Issue #275, opened 2019-10-29
httpstats only support port 80 & 8080?


ugenehan:
httpstats only support port 80 & 8080?can not support other port?

seladb:
yes, as of now the are the only supported ports:

https://github.com/seladb/PcapPlusPlus/blob/2eee2ad31ae37ce6bf3c70d21d85961aaf787d69/Packet%2B%2B/src/HttpLayer.cpp#L13-L19

Would you like to add a new port to this map?

ugenehan:
> yes, as of now the are the only supported ports:
> 
> https://github.com/seladb/PcapPlusPlus/blob/2eee2ad31ae37ce6bf3c70d21d85961aaf787d69/Packet%2B%2B/src/HttpLayer.cpp#L13-L19
> 
> Would you like to add a new port to this map?

Many enterprise systems have custom ports.I have defined a static function in class 'HttpMessage',it can add port to HTTPPortMap.

seladb:
I'm not sure adding custom specific port will be useful for many people. Do you have a suggestion to make it more generic?

seladb:
I'm closing the issue for now, please reopen if needed

gx740:
I can give an idea how to implement the support of any port number if needed.

seladb:
thanks @gx740 , please feel free to suggest your ideas

gx740:
The idea is ready for discussion in PR #298.

PR #298, opened 2019-11-11
Customizing the port numbers

gx740:
This PR demonstrates the idea how to implement the feature of customizing the port numbers supported by certain layer as had been requested in issue #275. Currently, there are 6 classes that depends from the port numbers: `DNSLayer, HTTPLayer, RadiusLayer, SSLLayer, SIPLayer, GTVv1Layer`. We can implement this feature in all of these.

I have prepared two versions of classes that manage the port numbers and have selected the SSLLayer class for tests.

The first and the fastest implementation is `PortList`. The performance of lookup operation is the same as `isSSLPort` (for Windows) with hard-coded ports and even better (for Linux). The only disadvantage is that the class has the following member: `bool m_Ports[65536]` so the size of object will be 64K. I think it's not a problem for static class members.

The second class `PortList2` is slower than `PortList` in every sense but have a small size. Lookup is slower, at least, in 3 times than for `PortList` (for port 443). In the worst case (for port 995) the speed is decreasing in 10 times.

Test results:

1. Windows 10, Core i7 9700K, VS 2019, Release (x64):

```
=== Measurement of lookup performance for port number 443 ===

isSSLPort() with operator switch: duration(ms): 432, iterations: 1000000000

PortList::contains(): duration(ms): 435, iterations: 1000000000

PortList2::contains(): duration(ms): 1303, iterations: 1000000000
```

```
=== Measurement of lookup performance for port number 995 ===

isSSLPort() with operator switch: duration(ms): 429, iterations: 1000000000

PortList::contains(): duration(ms): 427, iterations: 1000000000

PortList2::contains(): duration(ms): 4517, iterations: 1000000000
```

2. Xeon E5-2630 v4, CentOS 7.7.1908 x64, g++ 8.3.1:

```
=== Measurement of lookup performance for port number 443 ===

isSSLPort() with operator switch: duration(ms): 1949, iterations: 1000000000

PortList::contains(): duration(ms): 340, iterations: 1000000000

PortList2::contains(): duration(ms): 973, iterations: 1000000000
```

```
=== Measurement of lookup performance for port number 995 ===

isSSLPort() with operator switch: duration(ms): 2594, iterations: 1000000000

PortList::contains(): duration(ms): 339, iterations: 1000000000

PortList2::contains(): duration(ms): 5186, iterations: 1000000000
```

### DIFF
--- a/Common++/header/PortList.h
+++ b/Common++/header/PortList.h
@@ -26,7 +26,7 @@ namespace pcpp
 		/**
 		 * The default constructor that creates an empty list
 		 */
-		PortList() : m_Ports() {}
+		PortList() : m_Ports(65536, false) {}
 
 		/**
 		 * A constructor that creates an object by the port number
@@ -360,7 +360,7 @@ namespace pcpp
 		}
 
 	protected:
-		bool m_Ports[65536];
+		std::vector<bool> m_Ports;
 	}; // class PortList
 
 
@@ -369,20 +369,20 @@ namespace pcpp
 	// implementation of inline methods
 
 	PortList::PortList(uint16_t p1)
-		: m_Ports()
+		: m_Ports(65536, false)
 	{
 		m_Ports[p1] = true;
 	}
 
 	PortList::PortList(uint16_t p1, uint16_t p2)
-		: m_Ports()
+		: m_Ports(65536, false)
 	{
 		m_Ports[p1] =
 			m_Ports[p2] = true;
 	}
 
 	PortList::PortList(uint16_t p1, uint16_t p2, uint16_t p3)
-		: m_Ports()
+		: m_Ports(65536, false)
 	{
 		m_Ports[p1] =
 			m_Ports[p2] =
@@ -390,7 +390,7 @@ namespace pcpp
 	}
 
 	PortList::PortList(uint16_t p1, uint16_t p2, uint16_t p3, uint16_t p4)
-		: m_Ports()
+		: m_Ports(65536, false)
 	{
 		m_Ports[p1] =
 			m_Ports[p2] =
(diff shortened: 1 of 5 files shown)


gx740:
Pay attention how `isSSLPort` slows down under Linux comparing with Windows. Its body should be moved into header file.

seladb:
@gx740 I'm trying to understand the high-level design you propose:

You created 2 options for a class that holds a port list (`PortList` and `PortList2`, we'll eventually choose one of them). As of now you simply replace the hard-coded port implementation in `SSLLayer` with a private static member that you initialize with hard-coded values in `SSLLayer.cpp`. So far the new implementation and the old one are practiaclly the same, aren't they?

Are you also planning to add functionality that will let the users change this port list without making changes to the library code itself? For example, let the users pass a port list for each layer during PcapPlusPlus initialization?

gx740:
Yes, the new implementation is similar to the old one with one exception: it supports the changing of ports. Ordinary user does not need in this functionality so the hard-coded well known ports can be assigned in cpp file of certain layer. When some user wants to reassign the ports he/she just takes a reference to a static object and does the changes, for example on initialization phase of application.

As the first implementation is very fast we can replace the hard-coded port numbers in `parseNextLayer` methods of all layers, where it does matter, without lost in speed.

gx740:
Implementing the `PortList` we get following benefits:

1. All ports supported by certain layer will defined in its CPP file
2. The user has the ability to redefine a port list

gx740:
I have changed the type of `m_Ports` in `PortList` to `std::vector<bool>` and tested again. The results does not differ in speed from the previous version. So we can use `std::vector<bool>` instead of C-array.

seladb:
if the user needs to change the layer code itself I'm not sure I see the real benefit here... Maybe we can think of an API to let the user change the default port list of a certain layer.

But to be honest, I'm not sure how critical this feature is. Only a few users would want to change the default ports, so maybe we should invest our energy somewhere else. Please let me know what you think

gx740:
I don't insist on implementation of this feature, it's just suggestion.

PR #299, opened 2019-11-12
Performance improvements

gx740:
Significantly improved performance of detecting of HTTP and DNS layers. The static methods `getHTTPPortMap` and `getDNSPortMap` were removed (it was made in the same way as in `SSLLayer`, PR #288 ).

Improved readability: created static inline methods in layer classes that checks the port numbers. The only exception is the `DhcpLayer`.

A small improvement in `IPv4Layer::parseNextLayer()`.


Packet++/header/SSLLayer.h
```diff
@@ -520,7 +522,36 @@ namespace pcpp
...
+	// implementation of inline methods
+
+	bool SSLLayer::isSSLPort(uint16_t port)
+	{
+		if (port == 443) // HTTPS, this is likely case
+			return true;
+
+		switch (port)
+		{
+		case 0:   // default
```
gx740: I am not sure that port 0 should stay in this method, it's not a SSL port.

gx740:
Don't merge this PR. I will split it to several PR's for easy understanding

■ ■ ■ ■ ■

What to work on: Restate every record above, exactly, in full.

Result for this task:
Issue #275, opened 2019-10-29
httpstats only support port 80 & 8080?


ugenehan:
httpstats only support port 80 & 8080?can not support other port?

seladb:
yes, as of now the are the only supported ports:

https://github.com/seladb/PcapPlusPlus/blob/2eee2ad31ae37ce6bf3c70d21d85961aaf787d69/Packet%2B%2B/src/HttpLayer.cpp#L13-L19

Would you like to add a new port to this map?

ugenehan:
> yes, as of now the are the only supported ports:
> 
> https://github.com/seladb/PcapPlusPlus/blob/2eee2ad31ae37ce6bf3c70d21d85961aaf787d69/Packet%2B%2B/src/HttpLayer.cpp#L13-L19
> 
> Would you like to add a new port to this map?

Many enterprise systems have custom ports.I have defined a static function in class 'HttpMessage',it can add port to HTTPPortMap.

seladb:
I'm not sure adding custom specific port will be useful for many people. Do you have a suggestion to make it more generic?

seladb:
I'm closing the issue for now, please reopen if needed

gx740:
I can give an idea how to implement the support of any port number if needed.

seladb:
thanks @gx740 , please feel free to suggest your ideas

gx740:
The idea is ready for discussion in PR #298.

PR #298, opened 2019-11-11
Customizing the port numbers

gx740:
This PR demonstrates the idea how to implement the feature of customizing the port numbers supported by certain layer as had been requested in issue #275. Currently, there are 6 classes that depends from the port numbers: `DNSLayer, HTTPLayer, RadiusLayer, SSLLayer, SIPLayer, GTVv1Layer`. We can implement this feature in all of these.

I have prepared two versions of classes that manage the port numbers and have selected the SSLLayer class for tests.

The first and the fastest implementation is `PortList`. The performance of lookup operation is the same as `isSSLPort` (for Windows) with hard-coded ports and even better (for Linux). The only disadvantage is that the class has the following member: `bool m_Ports[65536]` so the size of object will be 64K. I think it's not a problem for static class members.

The second class `PortList2` is slower than `PortList` in every sense but have a small size. Lookup is slower, at least, in 3 times than for `PortList` (for port 443). In the worst case (for port 995) the speed is decreasing in 10 times.

Test results:

1. Windows 10, Core i7 9700K, VS 2019, Release (x64):

```
=== Measurement of lookup performance for port number 443 ===

isSSLPort() with operator switch: duration(ms): 432, iterations: 1000000000

PortList::contains(): duration(ms): 435, iterations: 1000000000

PortList2::contains(): duration(ms): 1303, iterations: 1000000000
```

```
=== Measurement of lookup performance for port number 995 ===

isSSLPort() with operator switch: duration(ms): 429, iterations: 1000000000

PortList::contains(): duration(ms): 427, iterations: 1000000000

PortList2::contains(): duration(ms): 4517, iterations: 1000000000
```

2. Xeon E5-2630 v4, CentOS 7.7.1908 x64, g++ 8.3.1:

```
=== Measurement of lookup performance for port number 443 ===

isSSLPort() with operator switch: duration(ms): 1949, iterations: 1000000000

PortList::contains(): duration(ms): 340, iterations: 1000000000

PortList2::contains(): duration(ms): 973, iterations: 1000000000
```

```
=== Measurement of lookup performance for port number 995 ===

isSSLPort() with operator switch: duration(ms): 2594, iterations: 1000000000

PortList::contains(): duration(ms): 339, iterations: 1000000000

PortList2::contains(): duration(ms): 5186, iterations: 1000000000
```

### DIFF
--- a/Common++/header/PortList.h
+++ b/Common++/header/PortList.h
@@ -26,7 +26,7 @@ namespace pcpp
 		/**
 		 * The default constructor that creates an empty list
 		 */
-		PortList() : m_Ports() {}
+		PortList() : m_Ports(65536, false) {}
 
 		/**
 		 * A constructor that creates an object by the port number
@@ -360,7 +360,7 @@ namespace pcpp
 		}
 
 	protected:
-		bool m_Ports[65536];
+		std::vector<bool> m_Ports;
 	}; // class PortList
 
 
@@ -369,20 +369,20 @@ namespace pcpp
 	// implementation of inline methods
 
 	PortList::PortList(uint16_t p1)
-		: m_Ports()
+		: m_Ports(65536, false)
 	{
 		m_Ports[p1] = true;
 	}
 
 	PortList::PortList(uint16_t p1, uint16_t p2)
-		: m_Ports()
+		: m_Ports(65536, false)
 	{
 		m_Ports[p1] =
 			m_Ports[p2] = true;
 	}
 
 	PortList::PortList(uint16_t p1, uint16_t p2, uint16_t p3)
-		: m_Ports()
+		: m_Ports(65536, false)
 	{
 		m_Ports[p1] =
 			m_Ports[p2] =
@@ -390,7 +390,7 @@ namespace pcpp
 	}
 
 	PortList::PortList(uint16_t p1, uint16_t p2, uint16_t p3, uint16_t p4)
-		: m_Ports()
+		: m_Ports(65536, false)
 	{
 		m_Ports[p1] =
 			m_Ports[p2] =
(diff shortened: 1 of 5 files shown)


gx740:
Pay attention how `isSSLPort` slows down under Linux comparing with Windows. Its body should be moved into header file.

seladb:
@gx740 I'm trying to understand the high-level design you propose:

You created 2 options for a class that holds a port list (`PortList` and `PortList2`, we'll eventually choose one of them). As of now you simply replace the hard-coded port implementation in `SSLLayer` with a private static member that you initialize with hard-coded values in `SSLLayer.cpp`. So far the new implementation and the old one are practiaclly the same, aren't they?

Are you also planning to add functionality that will let the users change this port list without making changes to the library code itself? For example, let the users pass a port list for each layer during PcapPlusPlus initialization?

gx740:
Yes, the new implementation is similar to the old one with one exception: it supports the changing of ports. Ordinary user does not need in this functionality so the hard-coded well known ports can be assigned in cpp file of certain layer. When some user wants to reassign the ports he/she just takes a reference to a static object and does the changes, for example on initialization phase of application.

As the first implementation is very fast we can replace the hard-coded port numbers in `parseNextLayer` methods of all layers, where it does matter, without lost in speed.

gx740:
Implementing the `PortList` we get following benefits:

1. All ports supported by certain layer will defined in its CPP file
2. The user has the ability to redefine a port list

gx740:
I have changed the type of `m_Ports` in `PortList` to `std::vector<bool>` and tested again. The results does not differ in speed from the previous version. So we can use `std::vector<bool>` instead of C-array.

seladb:
if the user needs to change the layer code itself I'm not sure I see the real benefit here... Maybe we can think of an API to let the user change the default port list of a certain layer.

But to be honest, I'm not sure how critical this feature is. Only a few users would want to change the default ports, so maybe we should invest our energy somewhere else. Please let me know what you think

gx740:
I don't insist on implementation of this feature, it's just suggestion.

PR #299, opened 2019-11-12
Performance improvements

gx740:
Significantly improved performance of detecting of HTTP and DNS layers. The static methods `getHTTPPortMap` and `getDNSPortMap` were removed (it was made in the same way as in `SSLLayer`, PR #288 ).

Improved readability: created static inline methods in layer classes that checks the port numbers. The only exception is the `DhcpLayer`.

A small improvement in `IPv4Layer::parseNextLayer()`.


Packet++/header/SSLLayer.h
```diff
@@ -520,7 +522,36 @@ namespace pcpp
...
+	// implementation of inline methods
+
+	bool SSLLayer::isSSLPort(uint16_t port)
+	{
+		if (port == 443) // HTTPS, this is likely case
+			return true;
+
+		switch (port)
+		{
+		case 0:   // default
```
gx740: I am not sure that port 0 should stay in this method, it's not a SSL port.

gx740:
Don't merge this PR. I will split it to several PR's for easy understanding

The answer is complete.